PR #3838, opened 2026-07-08
fix(gateway): fail over on Anthropic transport-layer errors + add connect timeouts

hongheshan-svg:
## Problem

The Anthropic-family forward paths — native OAuth, API-key passthrough, Bedrock, `ForwardAsChatCompletions`, `ForwardAsResponses` — write a hard **502** to the client when `Do`/`DoWithTLS` returns a transport-layer error (proxy / DNS / TCP / TLS failure, no HTTP status code) and return a plain error. They neither retry nor fail over, **even when healthy accounts remain**. A single `connection reset` / `EOF` / proxy blip becomes a user-visible 502.

The OpenAI `/responses` path already handles this correctly (`handleOpenAIUpstreamTransportError`, commit 217f8599). This PR brings the Anthropic paths to parity by reusing the same mechanism.

Separately, the main upstream `Transport` had **no dial or TLS-handshake timeout**, and the TLS-fingerprint dialers used a context-unaware SOCKS5 `Dial` plus a deadline-less HTTP `CONNECT` read — so a blackholed upstream/proxy could hang a connection indefinitely (the request `ctx` usually carries no deadline).

## Changes

**Transport-error failover** — new `handleAnthropicUpstreamTransportError` (mirrors the OpenAI helper, reuses `classifyOpenAITransportError`):
- transport errors → `*UpstreamFailoverError` so the handler switches accounts;
- durable faults (rejected proxy creds / connection refused / DNS failure) → `SetTempUnschedulable` for 10m;
- `context.Canceled` (client gone) → no failover, no eviction;
- does **not** write the response (the handler owns it — failover, or a protocol-correct error once exhausted).
- Wired into all 5 Anthropic call sites.

**Connection-establishment timeouts** (bound connection setup only; do **not** affect streaming):
- `buildUpstreamTransport`: `DialContext` 15s + KeepAlive 30s + `TLSHandshakeTimeout` 15s, plus explicit `ForceAttemptHTTP2` so a custom `DialContext` doesn't silently disable H2 on the direct / HTTP-proxy paths (SOCKS5 stays HTTP/1.1 as before);
- `tlsfingerprint` dialers: 30s establishment envelope; SOCKS5 switched from `Dial` to `DialContext`; HTTP `CONNECT` phase bounded by a conn deadline cleared before the handshake;
- `proxyutil` SOCKS5 tunnel: 30s establishment envelope.

## Tests

- transport-error failover behaviour across all 5 paths;
- classify/handle helper: persistent → evict + fail over; transient → fail over without eviction; `context.Canceled` → no failover;
- Transport field assertions (dial/handshake timeouts, H2 preservation);
- real TCP-blackhole listeners verifying a hung SOCKS5 / HTTP proxy fails within the `ctx` deadline.

`go build ./...`, `go test -tags=unit ./...`, and the targeted transport tests all pass on top of current `main`.

---

## Note on unrelated CI reds (not caused by this PR)

When CI runs, two checks may go red for reasons pre-existing on `main`, independent of this change — happy to adjust however you prefer:

- **`backend-security` (govulncheck):** `main` pins Go **1.26.4**, which govulncheck now flags for **GO-2026-5856** (`crypto/tls`, stdlib, fixed in **go1.26.5**). This affects `main` as-is; the fix is bumping the `go` directive + the CI `go1.26.x` version pins. I kept it out of this PR to stay focused, but can include it if you'd like.
- **`golangci-lint` (staticcheck):** adding this PR's tests to the very large `service` package can tip staticcheck's fact-loading on CI (linux) so it loses the `testing.T.Fatal` noreturn fact and emits nondeterministic **SA5011** false positives on the `if x == nil { t.Fatal }; x.Field` test idiom (local runs report 0 issues). If it surfaces, the clean fix is a scoped `.golangci.yml` exclusion (`SA5011` in `*_test.go`) rather than per-line `//nolint`. I can add that here if you want.


hongheshan-svg:

feiyuan201991-maker:
Production data point in support of this PR — we hit exactly this on `0.1.155` yesterday (2026-07-16) and it caused a ~1h user-visible outage.

### What happened

Attaching a **TLS fingerprint profile** (`extra.tls_fingerprint_profile_id`) to an Anthropic OAuth account makes every request through that account fail at the transport layer:

```
upstream request failed: Post "https://api.anthropic.com/v1/messages?beta=true":
net/http: HTTP/1.x transport connection broken: malformed HTTP response
"\x00\x00\x12\x04\x00\x00\x00\x00\x00\x00\x03\x00\x00\x00d\x00\x04\x00\x01\x00\x00\x00\x05\x00\xff\xff\xff..."
```

`\x00\x00\x12\x04` is an HTTP/2 SETTINGS frame being read by the HTTP/1.x parser. The profile we used declares `alpn_protocols: ["http/1.1", "h2"]`; the server selects `h2`, but the fingerprint dialer's transport then speaks HTTP/1.1 over it.

### Why this PR matters (the failover half)

This is the part that turned a broken account into a **customer-facing outage**, and it's exactly what the PR description calls out:

> They neither retry nor fail over, **even when healthy accounts remain**.

The affected account was one of two active Anthropic accounts in the group. The other one was healthy the entire time and served requests fine when tested directly. But every request routed to the broken account returned a hard **502** to the client instead of failing over. From the client's side (Claude Code) it looked like a total upstream outage:

```
502 Upstream request failed · Retrying in 3s · attempt 3/10
```

All 10 client-side retries hit the same 502 — sticky session kept re-selecting the same broken account, and the transport error never triggered failover.

### Isolation steps (each ruled out, in this order)

| Changed | Result |
|---|---|
| Proxy protocol `http` → `socks5` (port `33335` → `22228`) | identical error |
| Switched to a different upstream proxy / different exit IP | identical error |
| **Removed the proxy entirely** (`proxy_id = NULL`, direct egress) | **identical error** |
| **Removed `tls_fingerprint_profile_id`** | **fixed — 3/3 HTTP 200 immediately** |

The third row is the important one: the failure reproduces with **no proxy at all**, so this is the TLS-fingerprint transport path, not a proxy issue.

Worth noting `curl` through the exact same proxy negotiates `h2` cleanly and returns real certs — so a `curl` check does not reproduce it. Only the Go client path does.

### Contrast with OpenAI

OpenAI accounts on the same instance — including one bound to the **same proxy** as an affected Anthropic account — were unaffected throughout. That matches this PR's framing: `handleOpenAIUpstreamTransportError` already covers the OpenAI path, and the Anthropic paths are the gap.

### Suggestions

1. **This PR (transport-error failover on Anthropic paths)** would have contained the blast radius entirely — the healthy account would have taken over and no user would have seen a 502. Would be great to see it land.
2. Separately, the TLS-fingerprint transport looks like it needs either `ForceAttemptHTTP2` on the fingerprint dialer's transport, or `NextProtos: ["http/1.1"]` pinned so ALPN can't negotiate `h2` the transport won't speak. Happy to open a separate issue for that if useful — it's arguably the root cause, while this PR is the safety net.
3. Minor, unrelated: proxy credentials (`user:pass`) are logged in plaintext on the failure path, which makes logs unsafe to share for debugging. Happy to file separately.

Env: `weishaw/sub2api:0.1.155`, Docker, Postgres 18, Anthropic OAuth + setup-token accounts. Reproduced consistently; resolved by detaching the fingerprint profile.

hongheshan-svg:
你分析的比我透彻，你抓包了吗
feiyuan201991-maker ***@***.***>于2026年7月17日 周五03:26写道：

feiyuan201991-maker:
是的 吗的死了三个号

hongheshan-svg:
Closing this — upstream已经在 44003d7f6 (`fix(gateway): Anthropic/Bedrock 传输层错误转 failover + 持久故障临时摘除账号`, v0.1.184) 中独立实现了同一修复，覆盖面比本 PR 更完整。

对比下来 upstream 的实现是本 PR 的超集：

- 同样覆盖 Anthropic/Bedrock 五条转发路径，返回 `*UpstreamFailoverError(502)` 由 handler failover，service 不再直写 502
- 持久故障临时摘除账号 10 分钟、`context.Canceled` 不换号不摘号
- **额外**用 `errors.Is(err, context.DeadlineExceeded) && errors.Is(ctx.Err(), context.DeadlineExceeded)` 区分「客户端超时」与「上游超时」——本 PR 只判 `Canceled`，会把客户端超时也当成可 failover，这一点 upstream 的处理更正确
- 分类器改名为平台无关的 `classifyUpstreamTransportError`，OpenAI/Anthropic 两侧共用，比本 PR 复用 `classifyOpenAITransportError` 更干净

我们 fork 侧已删除自有实现、切到 upstream 的 `handleUpstreamTransportError`。感谢 @feeeei 的实现 🙏

PR #3969, opened 2026-07-10
fix(grok): preserve compatible reasoning effort

### LINKED ISSUE #3968: fix(grok): /v1/responses usage log misses flat reasoning_effort
## Problem

The Grok-specific `/v1/responses` forwarding path does not reuse the existing unified reasoning-effort parser. As a result, OpenAI-compatible clients that send the flat Chat Completions field:

```json
{
  "model": "grok-4.3",
  "reasoning_effort": "high"
}
```

can successfully invoke the model, but the resulting `usage_logs.reasoning_effort` is `NULL`/empty instead of `high`.

The nested Responses form works:

```json
{
  "reasoning": {
    "effort": "high"
  }
}
```

This is visible with clients such as OpenCode using `@ai-sdk/openai-compatible`: its provider option `reasoningEffort: "high"` is serialized as `reasoning_effort: "high"`.

## Expected behavior

The Grok Responses path should apply the same reasoning-effort compatibility rules as the regular OpenAI paths:

- `reasoning.effort`
- `reasoning_effort`
- supported model suffix fallback where applicable

Both request shapes should produce `usage_logs.reasoning_effort = high`.

## Root cause

Grok accounts are intentionally dispatched early to `forwardGrokResponses`:

```go
if account.Platform == PlatformGrok {
    return s.forwardGrokResponses(ctx, c, account, body, originalModel, reqStream, startTime)
}
```

At the end of `forwardGrokResponses`, the usage metadata is currently extracted only from the nested Responses field:

```go
ReasoningEffort: ptrStringOrNil(
    normalizeOpenAIReasoningEffort(
        gjson.GetBytes(patchedBody, "reasoning.effort").String(),
    ),
),
```

However, the existing unified parser already supports both request forms and model suffix fallback:

```go
extractOpenAIReasoningEffortFromBody(body, requestedModel)
```

The raw Grok `/v1/chat/completions` path already uses this unified parser, so the inconsistency is specific to the Grok `/v1/responses` path.

## History

- Unified reasoning-effort parsing was introduced before Grok support:
  - `53ee6383` (`feat(usage): add reasoning effort column`, 2026-02-03)
  - `61a2bf46` added the body-level fast parser, 2026-02-12
  - `57099a6a` fixed the raw Chat Completions path to preserve `reasoning_effort`, 2026-05-02
- Grok subscription forwarding was added later:
  - `39be1ec9` (`feat: add grok subscription support`, 2026-06-16)
  - PR #3310

The Grok implementation added a new local extraction expression instead of reusing the parser that already existed.

## Suggested fix

In `backend/internal/service/openai_gateway_grok.go`, parse once with the shared helper:

```go
reasoningEffort := extractOpenAIReasoningEffortFromBody(patchedBody, originalModel)
```

Then use:

```go
ReasoningEffort: reasoningEffort,
```

A regression test should cover a Grok Responses request containing:

```json
{"model":"grok-4.3","reasoning_effort":"high"}
```

and assert that `OpenAIForwardResult.ReasoningEffort` is non-nil and equals `high`.

## Scope

This does not propose removing the Grok-specific upstream dispatch. That dispatch is needed for xAI OAuth, base URL handling, quota headers, model mapping, and Grok-specific request sanitization. The change only makes common request metadata parsing consistent across platform adapters.

jinfeijie:
## Summary

- reuse the shared OpenAI reasoning-effort parser in the Grok Responses path
- recognize both nested `reasoning.effort` and flat OpenAI-compatible `reasoning_effort` inputs
- preserve the parsed value in Grok usage logs
- add parser and end-to-end Grok Responses regression coverage

## Problem

`forwardGrokResponses` previously read only `reasoning.effort` when building `OpenAIForwardResult`. OpenAI-compatible clients such as OpenCode serialize their `reasoningEffort` provider option as the flat `reasoning_effort` request field, so Grok requests succeeded but `usage_logs.reasoning_effort` remained empty.

The regular OpenAI and raw Chat Completions paths already use `extractOpenAIReasoningEffortFromBody`, which supports both request shapes and model suffix fallback.

## Fix

Use the same shared parser in the Grok Responses path:

```go
reasoningEffort := extractOpenAIReasoningEffortFromBody(patchedBody, originalModel)
```

The Grok-specific dispatch remains unchanged; this only aligns common request metadata parsing across platform adapters.

Closes #3968

## Validation

- `gofmt` applied
- `git diff --check` passed
- focused Go tests could not complete locally because the repository requires Go 1.26.5 and automatic toolchain download repeatedly timed out; the added unit and forwarding regression tests are included for CI

### DIFF
--- a/backend/internal/service/openai_gateway_grok.go
+++ b/backend/internal/service/openai_gateway_grok.go
@@ -122,13 +122,14 @@ func (s *OpenAIGatewayService) forwardGrokResponses(
 	if usage == nil {
 		usage = &OpenAIUsage{}
 	}
+	reasoningEffort := extractOpenAIReasoningEffortFromBody(patchedBody, originalModel)
 	return &OpenAIForwardResult{
 		RequestID:       firstNonEmpty(resp.Header.Get("x-request-id"), resp.Header.Get("xai-request-id")),
 		ResponseID:      responseID,
 		Usage:           *usage,
 		Model:           originalModel,
 		UpstreamModel:   upstreamModel,
-		ReasoningEffort: ptrStringOrNil(normalizeOpenAIReasoningEffort(gjson.GetBytes(patchedBody, "reasoning.effort").String())),
+		ReasoningEffort: reasoningEffort,
 		Stream:          reqStream,
 		OpenAIWSMode:    false,
 		ResponseHeaders: resp.Header.Clone(),
--- a/backend/internal/service/openai_gateway_grok.go
+++ b/backend/internal/service/openai_gateway_grok.go
@@ -694,10 +694,3 @@ func (s *OpenAIGatewayService) tempUnscheduleGrok(ctx context.Context, account *
 		_ = s.accountRepo.SetTempUnschedulable(stateCtx, account.ID, until, reason)
 	}
 }
-
-func ptrStringOrNil(value string) *string {
-	if strings.TrimSpace(value) == "" {
-		return nil
-	}
-	return &value
-}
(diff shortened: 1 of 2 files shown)


SwallOwDili:

PR #3975, opened 2026-07-10
feat(openai): add configurable Fable family mapping

ncwn:
## Summary

- classify Claude Fable requests as a first-class messages-dispatch family
- add an optional `fable_mapped_model` group setting before Opus, Sonnet, and Haiku
- keep exact-model mappings as higher-priority overrides
- leave Fable unmapped when the family setting is blank

## Problem

Fable was missing from the shared Claude family classifier. A group-level exact mapping could resolve a target, but downstream OpenAI forwarding only applied the messages-dispatch target to a recognized Claude family. The original Fable model ID could therefore reach a Codex account and be rejected as unsupported.

A family setting is more reliable for versioned Fable model IDs while retaining exact mappings for genuine exceptions. The target model remains deployment configuration; this change does not add a built-in Fable target.

## Tests

- `make test-unit`
- `make test-integration`
- `make test-frontend`
- `go run github.com/golangci/golangci-lint/v2/cmd/golangci-lint@v2.9.0 run ./...`


ncwn:

PR #3986, opened 2026-07-10
fix(pricing): support above-272k token rates

pkeran:
## Summary
- derive the existing long-context pricing policy from the remote model-price repository's `*_above_272k_tokens` fields
- preserve explicit `long_context_*` values when both formats are present
- cover parsing through actual GPT-5.6 Terra input, output, cache-read, and cache-write billing

## Why

The bundled fallback price file has `long_context_*` fields, but the runtime default source at `Wei-Shaw/model-price-repo` publishes GPT-5.6 long-context prices as `input_cost_per_token_above_272k_tokens` and `output_cost_per_token_above_272k_tokens`. Those fields were ignored after a successful remote sync, so requests over 272K context were billed at short-context rates.

## Test

`go test -tags unit ./internal/service -count=1`


pkeran:

PR #4040, opened 2026-07-11
fix(billing): apply service tier multipliers to channel pricing

AixLau:
## Summary
- treat flat and interval channel prices as Standard tier prices only
- apply existing priority 2x and flex 0.5x multipliers to final channel pricing
- add regression coverage for exact channel component prices and tier ratios

## Test plan
- `GOMAXPROCS=2 go test -p=1 -tags=unit ./internal/service -count=1`
- `GOMAXPROCS=2 go test -p=1 ./internal/service -run "^$"`


AixLau:

PR #4065, opened 2026-07-11
fix: retry OpenAI model sync after TLS EOF

GitClound:
## Summary
- Retry OpenAI API-key model-list sync with a Chrome TLS fingerprint when the standard upstream request ends in TLS EOF.
- Retry the Chrome request once for transient EOF or connection-reset errors.
- Keep the fallback scoped to OpenAI API-key accounts; other platforms and account types keep their current behavior.

## Validation
- `go vet ./internal/service`
- Live integration test with the affected account and an injected EOF completed successfully.

The live test is behind the `integration` build tag and requires `SUB2API_LIVE_OPENAI_BASE_URL` and `SUB2API_LIVE_OPENAI_API_KEY`; credentials are not included in this change.


GitClound:

The-Ladder-of-Rrogress:
Hi maintainers, just a friendly nudge on this PR from a self-hoster running weishaw/sub2api:latest.

**Why it matters for us:** We operate OpenAI-compatible API-key upstreams (e.g. https://api.b.ai, an OpenAI-format aggregator) where the standard Go http.Transport model-list sync gets rejected at the TLS layer — upstream returns 401 "Invalid token" only to the Go client while plain curl (including `Go-http-client/2.0` UA and HTTP/2) succeeds. The Chrome TLS-fingerprint fallback in this PR is exactly the fix we need for OpenAI API-key accounts (not just Anthropic OAuth), and currently `IsTLSFingerprintEnabled()` hard-gates TLS fingerprinting to Anthropic OAuth/SetupToken only.

**Status request:** The PR currently shows merge conflicts and 0 reviews (last updated 2026-07-17). Could you let us know:
1. Is this PR still planned to be merged?
2. Would you accept help resolving the merge conflicts / splitting out the large unrelated upstreamstation changes from the TLS-fingerprint core fix (the ~60-line `doUpstreamModelsRequest` + `req/v3` ImpersonateChrome fallback)?

Happy to submit a rebased, minimal PR scoped to just the TLS fix if that would help it land faster. Thanks!

PR #4066, opened 2026-07-11
feat(grok): support API Key + custom base_url upstream

Go1c:
## Summary

- Add Grok `type=apikey` so admins can attach OpenAI-compatible upstreams with **Base URL + API Key** (official `api.x.ai` or third-party hosts).
- OAuth path still uses the xAI host allowlist; apikey path uses OpenAI-compatible URL assembly for `/v1/responses`, `/v1/chat/completions`, and media endpoints.
- Frontend Create/Edit account modals: Grok dual mode OAuth | API Key, with i18n.

## Context

Upstream/majority forks only support Grok OAuth. We adopted a lighter approach than `youxuanxue/sub2api` (no edge/TokenKey stack): native `AccountTypeAPIKey` + existing OpenAI-compatible gateway forwarding.

## Test plan

- [x] `go test ./internal/service/ -run 'Grok|APIKey|...'`
- [x] Frontend `vue-tsc --noEmit`
- [x] Third-party OpenAI-compatible upstream smoke focused on **`grok-4.5`**:
  - models list includes `grok-4.5`
  - `/v1/responses` non-stream + stream → 200
  - `/v1/chat/completions` non-stream + stream → 200
  - bare `model=grok` may 503 on some hosts; gateway alias maps to `grok-4.5`
- [ ] Create Grok API Key account in admin UI and call through local gateway (optional follow-up)

## Notes

- Do not commit production API keys. Knowledge record: `.spec/knowledge/records/grok-apikey-upstream-20260711.md`.
- Base branch: `dev` (topic PR).


Go1c:
Opened against upstream by mistake; this change targets Go1c/sub2api base=dev.

PR #4071, opened 2026-07-11
fix(grok): strip unsupported reasoning parameters for Composer

JD13703202:
## Summary

- remove unsupported reasoning parameters from Grok Composer Responses requests
- preserve reasoning configuration for Grok models that support it
- add regression coverage for Composer aliases and provider-prefixed model names

## Problem

The Anthropic Messages to Responses conversion adds a default `reasoning.effort` value. `grok-composer-2.5-fast` does not support this parameter and rejects the request:

```text
400 invalid-argument:
Model grok-composer-2.5-fast does not support parameter reasoningEffort.
```

This affects `/v1/messages` requests converted to `/v1/responses`, including Claude Code Composer side requests.

## Fix

Before forwarding a Grok Responses request, remove:

- `reasoning`
- `reasoning_effort`
- `reasoningEffort`

when the effective upstream model is `grok-composer-2.5-fast`, `composer-2.5`, or a provider-prefixed equivalent.

Other Grok models retain their reasoning configuration.

## Validation

- added regression coverage for the canonical model, alias, and provider-prefixed form
- added regression coverage confirming `grok-4.5` preserves reasoning parameters
- `git diff --check` passed
- focused Go tests were not run locally because the installed Snap Go toolchain lacks the required `cap_dac_override` capability

### DIFF
--- a/backend/internal/service/openai_gateway_grok.go
+++ b/backend/internal/service/openai_gateway_grok.go
@@ -146,6 +146,10 @@ func patchGrokResponsesBody(body []byte, upstreamModel string) ([]byte, error) {
 	if err != nil {
 		return nil, err
 	}
+	out, err = sanitizeGrokResponsesModelCapabilities(out, upstreamModel)
+	if err != nil {
+		return nil, err
+	}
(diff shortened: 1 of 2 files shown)


JD13703202:

PR #4085, opened 2026-07-12
[codex] add FIFO account wait queue

xtyooo:
## What changed

- Add an optional Redis-backed FIFO wait queue for account slots
- Only the queue head can acquire the next account slot
- Encode wait deadlines in tickets and remove expired or cancelled heads
- Keep the legacy counter and polling path for non-queue cache implementations
- Use the configured WaitPlan max waiting and timeout across Claude, Gemini, and OpenAI account paths
- Include integration coverage for FIFO ordering, capacity limits, and cancelled waiters

## Why

The previous account wait path only counted waiters and let every request compete to acquire a slot. That allowed later requests to overtake earlier requests and caused avoidable slot-acquisition pressure during bursts.

This first slice makes admission order deterministic and bounds stale waiters. Waiters still use the existing exponential-backoff polling loop, but only the FIFO head performs the account-slot acquisition attempt; event-driven wakeups can be added in a follow-up without changing the queue contract.

## Validation

- `go test ./internal/handler ./internal/service ./internal/repository -count=1`
- `go test -tags integration ./internal/repository -run TestConcurrencyCacheSuite/TestAccountWaitQueue -count=1`
- `git diff --check`

The queue is optional so existing cache implementations and test doubles retain the legacy behavior.

### DIFF
--- a/backend/internal/handler/gateway_handler.go
+++ b/backend/internal/handler/gateway_handler.go
@@ -391,10 +391,11 @@ func (h *GatewayHandler) Messages(c *gin.Context) {
 					}
 				}
 
-				accountReleaseFunc, err = h.concurrencyHelper.AcquireAccountSlotWithWaitTimeout(
+				accountReleaseFunc, err = h.concurrencyHelper.AcquireAccountSlotWithWaitTimeoutQueued(
 					c,
 					account.ID,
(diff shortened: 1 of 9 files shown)


xtyooo:

PR #4095, opened 2026-07-12
fix(openai): support variable quota window usage stats

emailck:
## Summary

- preserve the upstream Codex window duration in account usage responses
- ignore explicit zero-minute placeholder windows instead of rendering a synthetic 5h window
- aggregate local request, token, and cost stats using the actual upstream window duration
- derive OpenAI quota labels from the real duration, including 30d windows, while retaining legacy fallbacks

## Tests

- `go test ./internal/service -run TestBuildCodexUsageProgressFromExtra -count=1`
- `pnpm test:run -- src/components/account/__tests__/AccountUsageCell.spec.ts`
- `NODE_OPTIONS=--max-old-space-size=1536 pnpm build`

## Compatibility

Accounts without `window_minutes` retain the existing 5h/7d fallback behavior.

### DIFF
--- a/backend/internal/service/account_usage_service.go
+++ b/backend/internal/service/account_usage_service.go
@@ -144,10 +144,11 @@ type WindowStats struct {
 
 // UsageProgress 使用量进度
 type UsageProgress struct {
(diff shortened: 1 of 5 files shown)


emailck:

emailck:
recheck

## Assignment
Your answer should be one number, the count of lines in the records that contain the string "nested".

## Exercise response
3